[Dataset entries]

===

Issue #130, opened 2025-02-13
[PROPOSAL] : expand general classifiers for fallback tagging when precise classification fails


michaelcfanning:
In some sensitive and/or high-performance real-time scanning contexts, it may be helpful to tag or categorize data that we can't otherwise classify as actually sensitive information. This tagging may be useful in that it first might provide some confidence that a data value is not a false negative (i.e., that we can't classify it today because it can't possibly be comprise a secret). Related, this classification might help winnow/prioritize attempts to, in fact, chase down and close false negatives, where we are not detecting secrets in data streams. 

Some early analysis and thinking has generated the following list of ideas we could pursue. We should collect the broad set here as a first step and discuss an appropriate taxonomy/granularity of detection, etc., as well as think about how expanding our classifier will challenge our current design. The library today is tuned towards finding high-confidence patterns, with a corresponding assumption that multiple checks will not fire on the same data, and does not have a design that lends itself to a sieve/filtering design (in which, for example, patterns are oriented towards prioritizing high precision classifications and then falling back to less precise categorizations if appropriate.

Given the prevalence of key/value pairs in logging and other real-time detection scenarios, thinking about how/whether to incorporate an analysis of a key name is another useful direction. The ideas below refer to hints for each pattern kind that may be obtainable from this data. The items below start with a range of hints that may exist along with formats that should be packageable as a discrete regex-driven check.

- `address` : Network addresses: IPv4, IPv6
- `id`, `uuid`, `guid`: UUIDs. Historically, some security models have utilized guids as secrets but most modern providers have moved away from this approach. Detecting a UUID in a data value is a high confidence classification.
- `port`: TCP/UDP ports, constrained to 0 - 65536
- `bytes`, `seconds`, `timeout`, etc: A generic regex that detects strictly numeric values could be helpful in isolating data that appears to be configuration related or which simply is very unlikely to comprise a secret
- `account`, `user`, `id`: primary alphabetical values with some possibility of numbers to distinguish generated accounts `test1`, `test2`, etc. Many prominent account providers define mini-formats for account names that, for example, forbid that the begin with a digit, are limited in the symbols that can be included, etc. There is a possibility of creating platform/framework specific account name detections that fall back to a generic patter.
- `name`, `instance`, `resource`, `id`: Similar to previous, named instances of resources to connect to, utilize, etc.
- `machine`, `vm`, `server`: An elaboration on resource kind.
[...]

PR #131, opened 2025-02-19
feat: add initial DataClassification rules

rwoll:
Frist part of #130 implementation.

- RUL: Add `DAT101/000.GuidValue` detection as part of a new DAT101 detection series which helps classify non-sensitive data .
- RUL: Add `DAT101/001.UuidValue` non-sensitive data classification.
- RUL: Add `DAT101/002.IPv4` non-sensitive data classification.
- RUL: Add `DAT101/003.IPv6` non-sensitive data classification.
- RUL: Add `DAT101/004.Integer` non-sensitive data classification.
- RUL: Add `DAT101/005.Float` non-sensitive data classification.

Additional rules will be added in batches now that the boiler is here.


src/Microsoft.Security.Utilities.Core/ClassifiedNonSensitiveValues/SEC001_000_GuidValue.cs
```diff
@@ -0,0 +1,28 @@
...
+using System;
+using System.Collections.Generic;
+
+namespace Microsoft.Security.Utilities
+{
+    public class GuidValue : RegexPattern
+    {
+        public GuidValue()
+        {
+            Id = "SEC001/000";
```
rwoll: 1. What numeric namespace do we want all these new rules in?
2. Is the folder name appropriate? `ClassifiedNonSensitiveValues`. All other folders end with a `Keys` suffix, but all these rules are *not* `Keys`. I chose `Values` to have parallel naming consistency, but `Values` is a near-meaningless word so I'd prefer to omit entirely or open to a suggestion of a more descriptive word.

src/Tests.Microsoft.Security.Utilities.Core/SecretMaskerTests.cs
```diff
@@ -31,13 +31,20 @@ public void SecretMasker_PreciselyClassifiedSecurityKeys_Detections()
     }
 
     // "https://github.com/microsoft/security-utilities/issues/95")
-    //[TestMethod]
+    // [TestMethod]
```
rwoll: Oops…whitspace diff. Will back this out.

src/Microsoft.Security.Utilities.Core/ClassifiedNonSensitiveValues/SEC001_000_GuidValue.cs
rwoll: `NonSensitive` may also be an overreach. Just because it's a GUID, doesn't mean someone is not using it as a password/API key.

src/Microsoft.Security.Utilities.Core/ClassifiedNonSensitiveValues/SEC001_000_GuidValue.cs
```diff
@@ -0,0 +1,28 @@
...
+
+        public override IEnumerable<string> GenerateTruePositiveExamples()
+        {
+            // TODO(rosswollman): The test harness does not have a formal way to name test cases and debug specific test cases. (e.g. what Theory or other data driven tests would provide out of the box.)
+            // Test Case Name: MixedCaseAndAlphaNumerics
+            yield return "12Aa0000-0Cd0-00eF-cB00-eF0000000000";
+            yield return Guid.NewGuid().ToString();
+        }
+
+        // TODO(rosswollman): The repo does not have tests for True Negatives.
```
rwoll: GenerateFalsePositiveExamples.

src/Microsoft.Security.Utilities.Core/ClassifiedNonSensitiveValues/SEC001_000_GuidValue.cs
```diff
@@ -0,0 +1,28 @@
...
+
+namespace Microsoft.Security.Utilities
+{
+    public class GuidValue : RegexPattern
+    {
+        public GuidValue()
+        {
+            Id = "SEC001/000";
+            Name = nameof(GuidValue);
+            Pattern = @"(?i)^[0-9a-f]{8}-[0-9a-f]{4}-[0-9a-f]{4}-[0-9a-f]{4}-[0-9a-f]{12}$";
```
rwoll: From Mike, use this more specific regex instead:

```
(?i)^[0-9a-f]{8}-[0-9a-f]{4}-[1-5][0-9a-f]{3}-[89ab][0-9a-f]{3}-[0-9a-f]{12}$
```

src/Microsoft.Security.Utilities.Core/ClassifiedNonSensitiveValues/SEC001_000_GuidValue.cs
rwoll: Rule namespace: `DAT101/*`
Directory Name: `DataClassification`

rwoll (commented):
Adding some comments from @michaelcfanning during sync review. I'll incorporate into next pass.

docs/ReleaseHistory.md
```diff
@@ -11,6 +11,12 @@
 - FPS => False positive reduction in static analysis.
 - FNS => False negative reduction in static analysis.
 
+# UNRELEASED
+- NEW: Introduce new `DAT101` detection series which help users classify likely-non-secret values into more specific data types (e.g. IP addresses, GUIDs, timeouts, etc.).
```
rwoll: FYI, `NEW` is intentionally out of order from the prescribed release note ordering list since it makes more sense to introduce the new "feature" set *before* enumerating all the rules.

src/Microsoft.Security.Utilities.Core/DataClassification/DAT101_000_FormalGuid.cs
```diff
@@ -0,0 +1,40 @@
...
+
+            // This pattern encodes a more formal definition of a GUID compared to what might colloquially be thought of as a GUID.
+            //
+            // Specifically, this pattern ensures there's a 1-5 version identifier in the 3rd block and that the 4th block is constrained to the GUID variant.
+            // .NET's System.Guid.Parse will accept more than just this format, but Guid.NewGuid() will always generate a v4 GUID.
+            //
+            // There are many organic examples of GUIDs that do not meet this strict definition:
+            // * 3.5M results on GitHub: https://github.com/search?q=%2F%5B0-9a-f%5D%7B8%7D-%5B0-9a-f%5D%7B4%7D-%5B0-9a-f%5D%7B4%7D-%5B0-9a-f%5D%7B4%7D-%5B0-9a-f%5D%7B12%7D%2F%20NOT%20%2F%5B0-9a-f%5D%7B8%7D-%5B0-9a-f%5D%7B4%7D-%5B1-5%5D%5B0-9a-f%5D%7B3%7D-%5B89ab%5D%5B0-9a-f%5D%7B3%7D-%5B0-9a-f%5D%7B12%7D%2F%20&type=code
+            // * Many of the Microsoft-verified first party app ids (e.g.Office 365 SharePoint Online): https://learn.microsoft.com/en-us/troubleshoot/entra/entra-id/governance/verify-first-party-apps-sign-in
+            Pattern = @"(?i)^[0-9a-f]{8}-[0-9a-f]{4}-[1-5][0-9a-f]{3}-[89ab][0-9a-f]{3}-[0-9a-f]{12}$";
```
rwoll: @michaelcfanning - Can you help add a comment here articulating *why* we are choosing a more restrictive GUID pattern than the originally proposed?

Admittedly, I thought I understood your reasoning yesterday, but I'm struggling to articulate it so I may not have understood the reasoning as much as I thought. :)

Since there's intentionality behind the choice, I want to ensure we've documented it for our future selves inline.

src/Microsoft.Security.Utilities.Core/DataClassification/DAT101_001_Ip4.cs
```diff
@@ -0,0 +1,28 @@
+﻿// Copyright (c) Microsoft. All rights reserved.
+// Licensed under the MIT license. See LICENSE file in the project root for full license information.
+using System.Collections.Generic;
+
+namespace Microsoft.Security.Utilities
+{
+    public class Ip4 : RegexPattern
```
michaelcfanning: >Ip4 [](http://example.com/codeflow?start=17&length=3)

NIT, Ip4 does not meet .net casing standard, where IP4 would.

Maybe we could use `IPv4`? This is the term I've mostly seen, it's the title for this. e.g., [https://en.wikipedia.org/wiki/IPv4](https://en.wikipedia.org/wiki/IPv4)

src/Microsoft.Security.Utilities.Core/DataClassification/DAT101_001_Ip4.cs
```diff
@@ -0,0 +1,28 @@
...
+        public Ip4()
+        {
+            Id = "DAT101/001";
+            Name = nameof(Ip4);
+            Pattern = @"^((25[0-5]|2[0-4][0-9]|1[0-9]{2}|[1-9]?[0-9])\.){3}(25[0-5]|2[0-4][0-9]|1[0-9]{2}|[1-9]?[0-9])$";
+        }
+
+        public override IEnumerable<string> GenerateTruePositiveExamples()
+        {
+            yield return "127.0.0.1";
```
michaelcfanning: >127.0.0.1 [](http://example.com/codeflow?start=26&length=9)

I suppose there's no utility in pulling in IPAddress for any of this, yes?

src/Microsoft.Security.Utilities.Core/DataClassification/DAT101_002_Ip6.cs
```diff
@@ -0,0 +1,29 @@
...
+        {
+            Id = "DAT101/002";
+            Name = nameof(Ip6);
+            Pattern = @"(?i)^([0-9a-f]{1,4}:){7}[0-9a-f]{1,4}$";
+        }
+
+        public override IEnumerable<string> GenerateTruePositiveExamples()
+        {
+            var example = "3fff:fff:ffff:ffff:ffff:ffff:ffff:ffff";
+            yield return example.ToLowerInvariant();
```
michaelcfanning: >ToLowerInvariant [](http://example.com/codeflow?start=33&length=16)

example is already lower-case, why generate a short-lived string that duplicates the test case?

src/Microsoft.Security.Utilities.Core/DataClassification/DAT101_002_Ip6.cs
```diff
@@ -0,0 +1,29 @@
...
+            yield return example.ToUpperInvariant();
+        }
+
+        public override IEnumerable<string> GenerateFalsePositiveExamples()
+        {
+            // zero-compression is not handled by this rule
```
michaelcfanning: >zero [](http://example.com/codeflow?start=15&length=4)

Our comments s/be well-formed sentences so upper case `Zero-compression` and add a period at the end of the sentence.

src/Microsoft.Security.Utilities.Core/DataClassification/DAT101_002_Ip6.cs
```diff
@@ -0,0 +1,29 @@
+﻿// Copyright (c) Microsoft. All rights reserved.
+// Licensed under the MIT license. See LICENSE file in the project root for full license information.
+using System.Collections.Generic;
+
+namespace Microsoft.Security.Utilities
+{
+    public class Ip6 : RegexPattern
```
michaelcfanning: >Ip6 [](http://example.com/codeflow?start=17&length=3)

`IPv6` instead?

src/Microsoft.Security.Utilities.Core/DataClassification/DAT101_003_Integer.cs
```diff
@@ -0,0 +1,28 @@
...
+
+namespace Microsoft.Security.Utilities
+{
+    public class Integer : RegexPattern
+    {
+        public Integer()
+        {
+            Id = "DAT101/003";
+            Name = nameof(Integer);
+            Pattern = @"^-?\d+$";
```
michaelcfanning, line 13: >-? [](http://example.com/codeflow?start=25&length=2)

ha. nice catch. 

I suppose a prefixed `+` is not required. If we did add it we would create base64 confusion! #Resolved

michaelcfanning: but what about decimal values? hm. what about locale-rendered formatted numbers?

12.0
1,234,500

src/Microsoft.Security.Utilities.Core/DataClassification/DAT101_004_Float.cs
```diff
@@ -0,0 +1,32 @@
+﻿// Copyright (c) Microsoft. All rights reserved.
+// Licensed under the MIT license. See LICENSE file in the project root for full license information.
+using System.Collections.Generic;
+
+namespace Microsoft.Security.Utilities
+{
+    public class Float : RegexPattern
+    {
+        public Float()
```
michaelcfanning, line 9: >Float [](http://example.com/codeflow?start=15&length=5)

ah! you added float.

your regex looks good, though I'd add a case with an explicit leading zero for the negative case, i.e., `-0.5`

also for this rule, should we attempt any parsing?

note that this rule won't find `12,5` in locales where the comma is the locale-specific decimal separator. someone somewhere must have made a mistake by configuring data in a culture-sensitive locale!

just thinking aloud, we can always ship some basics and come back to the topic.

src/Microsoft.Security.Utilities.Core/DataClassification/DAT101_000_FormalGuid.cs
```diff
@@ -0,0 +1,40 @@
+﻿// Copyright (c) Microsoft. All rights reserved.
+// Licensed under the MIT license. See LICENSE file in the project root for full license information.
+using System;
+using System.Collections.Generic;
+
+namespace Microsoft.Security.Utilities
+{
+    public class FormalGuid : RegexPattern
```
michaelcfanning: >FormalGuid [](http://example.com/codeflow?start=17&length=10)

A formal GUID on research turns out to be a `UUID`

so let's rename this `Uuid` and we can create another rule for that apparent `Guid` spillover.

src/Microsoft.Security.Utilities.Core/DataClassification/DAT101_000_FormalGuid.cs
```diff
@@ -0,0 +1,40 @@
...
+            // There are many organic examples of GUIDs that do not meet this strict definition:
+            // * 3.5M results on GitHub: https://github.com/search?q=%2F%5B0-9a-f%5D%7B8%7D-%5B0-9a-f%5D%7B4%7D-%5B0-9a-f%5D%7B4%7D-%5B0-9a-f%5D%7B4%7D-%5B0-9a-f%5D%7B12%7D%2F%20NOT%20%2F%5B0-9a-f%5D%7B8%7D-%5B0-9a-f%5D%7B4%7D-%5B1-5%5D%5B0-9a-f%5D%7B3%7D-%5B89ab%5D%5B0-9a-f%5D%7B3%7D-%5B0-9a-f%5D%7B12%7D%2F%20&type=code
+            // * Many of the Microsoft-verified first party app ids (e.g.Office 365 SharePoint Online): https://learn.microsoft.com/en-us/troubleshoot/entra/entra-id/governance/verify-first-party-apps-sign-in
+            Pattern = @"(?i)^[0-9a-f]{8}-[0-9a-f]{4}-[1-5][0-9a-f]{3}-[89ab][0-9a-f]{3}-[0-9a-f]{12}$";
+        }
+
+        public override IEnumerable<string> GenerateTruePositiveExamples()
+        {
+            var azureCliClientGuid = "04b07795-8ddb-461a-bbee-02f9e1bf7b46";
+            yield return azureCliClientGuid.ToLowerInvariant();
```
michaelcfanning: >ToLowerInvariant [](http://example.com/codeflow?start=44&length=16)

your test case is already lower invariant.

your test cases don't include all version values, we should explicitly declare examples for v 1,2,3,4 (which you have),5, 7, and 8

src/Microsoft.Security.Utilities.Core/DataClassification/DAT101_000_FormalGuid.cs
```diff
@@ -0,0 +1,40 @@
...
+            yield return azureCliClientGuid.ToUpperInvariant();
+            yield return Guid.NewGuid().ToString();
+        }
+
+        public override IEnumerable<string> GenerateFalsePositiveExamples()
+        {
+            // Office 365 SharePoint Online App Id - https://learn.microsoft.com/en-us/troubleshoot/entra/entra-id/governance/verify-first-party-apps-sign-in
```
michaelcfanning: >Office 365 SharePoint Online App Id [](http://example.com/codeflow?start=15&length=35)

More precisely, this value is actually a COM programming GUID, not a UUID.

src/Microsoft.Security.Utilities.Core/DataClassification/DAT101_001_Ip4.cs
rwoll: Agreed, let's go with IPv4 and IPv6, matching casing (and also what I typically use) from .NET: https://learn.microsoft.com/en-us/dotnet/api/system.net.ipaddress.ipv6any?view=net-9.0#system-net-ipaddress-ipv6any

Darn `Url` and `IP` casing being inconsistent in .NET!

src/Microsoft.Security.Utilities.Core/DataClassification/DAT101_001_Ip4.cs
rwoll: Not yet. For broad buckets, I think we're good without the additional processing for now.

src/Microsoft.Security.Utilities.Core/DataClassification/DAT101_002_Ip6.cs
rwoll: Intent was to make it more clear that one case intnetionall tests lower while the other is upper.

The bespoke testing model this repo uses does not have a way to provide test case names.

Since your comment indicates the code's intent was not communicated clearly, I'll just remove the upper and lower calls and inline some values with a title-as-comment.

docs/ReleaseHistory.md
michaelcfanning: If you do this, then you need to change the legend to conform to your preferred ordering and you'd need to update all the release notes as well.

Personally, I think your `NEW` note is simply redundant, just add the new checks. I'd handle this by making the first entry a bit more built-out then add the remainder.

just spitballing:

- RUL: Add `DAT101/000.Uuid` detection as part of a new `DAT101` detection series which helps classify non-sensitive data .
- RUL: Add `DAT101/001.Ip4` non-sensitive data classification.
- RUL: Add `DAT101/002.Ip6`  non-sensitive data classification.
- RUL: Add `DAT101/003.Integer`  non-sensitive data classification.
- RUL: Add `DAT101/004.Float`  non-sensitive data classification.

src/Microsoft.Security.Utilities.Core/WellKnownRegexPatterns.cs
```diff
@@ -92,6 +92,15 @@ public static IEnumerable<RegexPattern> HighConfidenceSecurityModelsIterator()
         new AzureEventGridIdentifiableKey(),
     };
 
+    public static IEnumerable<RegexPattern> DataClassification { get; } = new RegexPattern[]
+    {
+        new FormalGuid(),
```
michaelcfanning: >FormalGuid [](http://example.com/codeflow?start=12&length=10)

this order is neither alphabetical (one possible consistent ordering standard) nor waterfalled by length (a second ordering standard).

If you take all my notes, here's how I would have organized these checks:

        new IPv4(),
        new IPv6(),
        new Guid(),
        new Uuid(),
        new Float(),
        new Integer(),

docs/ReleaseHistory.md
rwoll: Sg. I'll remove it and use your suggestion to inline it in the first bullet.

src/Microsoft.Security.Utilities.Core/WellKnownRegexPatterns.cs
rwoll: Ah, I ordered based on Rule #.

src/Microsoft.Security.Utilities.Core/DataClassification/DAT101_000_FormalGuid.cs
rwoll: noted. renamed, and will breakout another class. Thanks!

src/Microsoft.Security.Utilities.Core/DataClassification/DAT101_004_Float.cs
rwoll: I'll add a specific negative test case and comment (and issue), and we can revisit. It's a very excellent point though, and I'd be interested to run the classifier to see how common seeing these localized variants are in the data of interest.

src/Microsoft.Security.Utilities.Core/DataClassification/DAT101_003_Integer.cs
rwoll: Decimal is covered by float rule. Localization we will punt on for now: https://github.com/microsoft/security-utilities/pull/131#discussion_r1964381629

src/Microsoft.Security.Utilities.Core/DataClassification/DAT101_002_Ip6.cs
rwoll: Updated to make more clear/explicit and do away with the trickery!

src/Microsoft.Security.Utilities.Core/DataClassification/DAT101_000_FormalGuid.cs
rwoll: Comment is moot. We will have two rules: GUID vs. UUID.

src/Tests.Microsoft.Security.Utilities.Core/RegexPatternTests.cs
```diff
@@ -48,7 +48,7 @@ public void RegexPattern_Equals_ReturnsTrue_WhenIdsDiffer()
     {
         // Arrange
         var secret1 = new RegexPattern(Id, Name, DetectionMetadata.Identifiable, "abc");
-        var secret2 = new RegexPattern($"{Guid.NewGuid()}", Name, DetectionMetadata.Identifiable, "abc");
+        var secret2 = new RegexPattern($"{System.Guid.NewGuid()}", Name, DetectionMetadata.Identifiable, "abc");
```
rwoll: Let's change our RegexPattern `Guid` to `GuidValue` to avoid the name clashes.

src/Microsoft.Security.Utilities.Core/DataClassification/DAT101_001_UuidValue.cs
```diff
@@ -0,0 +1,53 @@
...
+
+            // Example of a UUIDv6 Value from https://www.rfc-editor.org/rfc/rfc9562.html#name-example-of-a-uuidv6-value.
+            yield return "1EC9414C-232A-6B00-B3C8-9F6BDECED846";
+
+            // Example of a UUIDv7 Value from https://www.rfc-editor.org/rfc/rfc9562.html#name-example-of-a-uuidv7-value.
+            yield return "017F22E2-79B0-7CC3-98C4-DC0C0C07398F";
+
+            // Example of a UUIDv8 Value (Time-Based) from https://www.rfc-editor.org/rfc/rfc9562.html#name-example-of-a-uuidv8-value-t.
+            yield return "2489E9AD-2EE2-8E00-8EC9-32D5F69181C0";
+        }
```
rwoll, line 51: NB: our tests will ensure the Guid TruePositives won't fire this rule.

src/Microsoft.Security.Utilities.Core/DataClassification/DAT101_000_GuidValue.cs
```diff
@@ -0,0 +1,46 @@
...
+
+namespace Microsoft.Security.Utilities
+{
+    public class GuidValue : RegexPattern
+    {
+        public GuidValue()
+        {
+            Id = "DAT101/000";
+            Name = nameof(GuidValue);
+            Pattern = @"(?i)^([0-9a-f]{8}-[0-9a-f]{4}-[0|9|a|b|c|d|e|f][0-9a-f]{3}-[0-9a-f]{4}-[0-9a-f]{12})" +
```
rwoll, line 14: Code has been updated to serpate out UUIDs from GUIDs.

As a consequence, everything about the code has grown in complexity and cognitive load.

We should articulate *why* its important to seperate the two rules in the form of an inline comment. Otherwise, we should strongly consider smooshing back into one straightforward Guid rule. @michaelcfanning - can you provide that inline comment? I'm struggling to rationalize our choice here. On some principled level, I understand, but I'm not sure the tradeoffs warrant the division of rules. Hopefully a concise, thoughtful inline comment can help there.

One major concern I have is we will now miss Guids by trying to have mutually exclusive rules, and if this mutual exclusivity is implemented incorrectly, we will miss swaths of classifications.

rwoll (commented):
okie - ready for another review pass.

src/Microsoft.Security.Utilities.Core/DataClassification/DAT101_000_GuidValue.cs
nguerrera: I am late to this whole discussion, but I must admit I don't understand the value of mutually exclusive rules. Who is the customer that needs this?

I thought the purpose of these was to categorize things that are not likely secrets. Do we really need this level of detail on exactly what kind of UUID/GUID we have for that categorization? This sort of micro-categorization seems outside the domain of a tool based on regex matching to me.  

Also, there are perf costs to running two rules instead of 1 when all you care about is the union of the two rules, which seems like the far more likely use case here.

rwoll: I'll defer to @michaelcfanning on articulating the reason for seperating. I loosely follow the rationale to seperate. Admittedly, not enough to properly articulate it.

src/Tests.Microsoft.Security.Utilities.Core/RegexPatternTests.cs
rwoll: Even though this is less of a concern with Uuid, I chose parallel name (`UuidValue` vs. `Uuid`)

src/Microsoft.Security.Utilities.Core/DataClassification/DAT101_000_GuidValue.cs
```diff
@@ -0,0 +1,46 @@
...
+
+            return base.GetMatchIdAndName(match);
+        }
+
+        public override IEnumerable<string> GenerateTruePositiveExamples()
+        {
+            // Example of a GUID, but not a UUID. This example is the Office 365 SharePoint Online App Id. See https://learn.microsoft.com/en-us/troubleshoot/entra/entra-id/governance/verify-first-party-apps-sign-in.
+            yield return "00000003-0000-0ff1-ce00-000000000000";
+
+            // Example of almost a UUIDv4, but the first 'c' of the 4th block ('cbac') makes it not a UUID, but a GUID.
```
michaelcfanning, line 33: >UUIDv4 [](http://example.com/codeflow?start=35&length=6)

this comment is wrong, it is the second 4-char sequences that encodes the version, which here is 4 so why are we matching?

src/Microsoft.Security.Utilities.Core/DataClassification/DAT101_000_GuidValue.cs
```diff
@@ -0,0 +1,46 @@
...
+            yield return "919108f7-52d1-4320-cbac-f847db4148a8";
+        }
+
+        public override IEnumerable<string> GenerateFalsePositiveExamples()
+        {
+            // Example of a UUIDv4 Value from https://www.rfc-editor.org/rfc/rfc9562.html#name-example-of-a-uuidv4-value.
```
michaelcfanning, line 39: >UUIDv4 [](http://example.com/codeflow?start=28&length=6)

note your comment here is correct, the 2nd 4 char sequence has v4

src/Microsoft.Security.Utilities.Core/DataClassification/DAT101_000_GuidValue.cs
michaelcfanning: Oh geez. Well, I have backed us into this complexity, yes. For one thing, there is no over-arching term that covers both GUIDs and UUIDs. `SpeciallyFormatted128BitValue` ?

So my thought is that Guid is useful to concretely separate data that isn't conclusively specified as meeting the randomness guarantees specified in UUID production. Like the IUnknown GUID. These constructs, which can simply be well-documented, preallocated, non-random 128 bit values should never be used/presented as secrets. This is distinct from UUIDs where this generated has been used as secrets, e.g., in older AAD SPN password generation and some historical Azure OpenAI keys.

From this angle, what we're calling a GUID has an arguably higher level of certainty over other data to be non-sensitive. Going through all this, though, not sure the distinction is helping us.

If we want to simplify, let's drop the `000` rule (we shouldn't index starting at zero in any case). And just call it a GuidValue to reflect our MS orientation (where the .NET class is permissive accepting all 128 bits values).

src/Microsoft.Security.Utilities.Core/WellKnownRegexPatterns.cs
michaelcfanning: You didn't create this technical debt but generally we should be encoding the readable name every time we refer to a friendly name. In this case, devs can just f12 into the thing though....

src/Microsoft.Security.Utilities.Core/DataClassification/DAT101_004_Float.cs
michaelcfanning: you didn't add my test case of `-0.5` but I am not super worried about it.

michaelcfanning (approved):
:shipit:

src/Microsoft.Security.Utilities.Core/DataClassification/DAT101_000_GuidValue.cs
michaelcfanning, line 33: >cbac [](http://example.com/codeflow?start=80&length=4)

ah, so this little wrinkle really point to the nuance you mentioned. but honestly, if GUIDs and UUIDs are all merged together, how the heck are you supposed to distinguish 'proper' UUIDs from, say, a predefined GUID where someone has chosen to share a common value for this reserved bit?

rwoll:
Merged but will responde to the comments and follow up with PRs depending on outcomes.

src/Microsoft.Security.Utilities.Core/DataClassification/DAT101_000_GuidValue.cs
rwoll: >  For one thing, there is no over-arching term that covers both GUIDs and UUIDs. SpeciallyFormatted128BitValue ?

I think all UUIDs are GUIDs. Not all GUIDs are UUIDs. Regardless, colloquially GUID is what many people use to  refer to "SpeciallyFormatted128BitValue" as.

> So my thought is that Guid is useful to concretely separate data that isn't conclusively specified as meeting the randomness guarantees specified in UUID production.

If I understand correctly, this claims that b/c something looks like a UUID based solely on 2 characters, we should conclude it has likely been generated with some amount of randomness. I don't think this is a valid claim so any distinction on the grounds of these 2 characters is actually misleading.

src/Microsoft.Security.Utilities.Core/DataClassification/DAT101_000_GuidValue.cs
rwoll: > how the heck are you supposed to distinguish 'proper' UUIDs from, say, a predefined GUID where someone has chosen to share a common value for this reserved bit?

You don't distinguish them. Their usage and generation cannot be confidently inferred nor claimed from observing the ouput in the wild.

===

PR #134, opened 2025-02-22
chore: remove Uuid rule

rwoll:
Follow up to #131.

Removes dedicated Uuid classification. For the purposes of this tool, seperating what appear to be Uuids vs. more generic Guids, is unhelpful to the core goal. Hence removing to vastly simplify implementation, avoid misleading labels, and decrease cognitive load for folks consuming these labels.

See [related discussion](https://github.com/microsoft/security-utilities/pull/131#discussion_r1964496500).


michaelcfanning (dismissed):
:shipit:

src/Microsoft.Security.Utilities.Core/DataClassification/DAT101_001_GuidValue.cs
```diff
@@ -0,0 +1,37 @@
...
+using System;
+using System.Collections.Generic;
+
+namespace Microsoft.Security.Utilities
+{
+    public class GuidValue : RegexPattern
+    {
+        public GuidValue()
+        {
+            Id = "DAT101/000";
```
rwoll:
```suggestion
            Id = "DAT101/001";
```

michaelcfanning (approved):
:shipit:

===

REQUIRED ACTION: Each line of the records that holds the word "seperate" should be copied out.

RESPONSE:
We should articulate *why* its important to seperate the two rules in the form of an inline comment. Otherwise, we should strongly consider smooshing back into one straightforward Guid rule. @michaelcfanning - can you provide that inline comment? I'm struggling to rationalize our choice here. On some principled level, I understand, but I'm not sure the tradeoffs warrant the division of rules. Hopefully a concise, thoughtful inline comment can help there.
rwoll: I'll defer to @michaelcfanning on articulating the reason for seperating. I loosely follow the rationale to seperate. Admittedly, not enough to properly articulate it.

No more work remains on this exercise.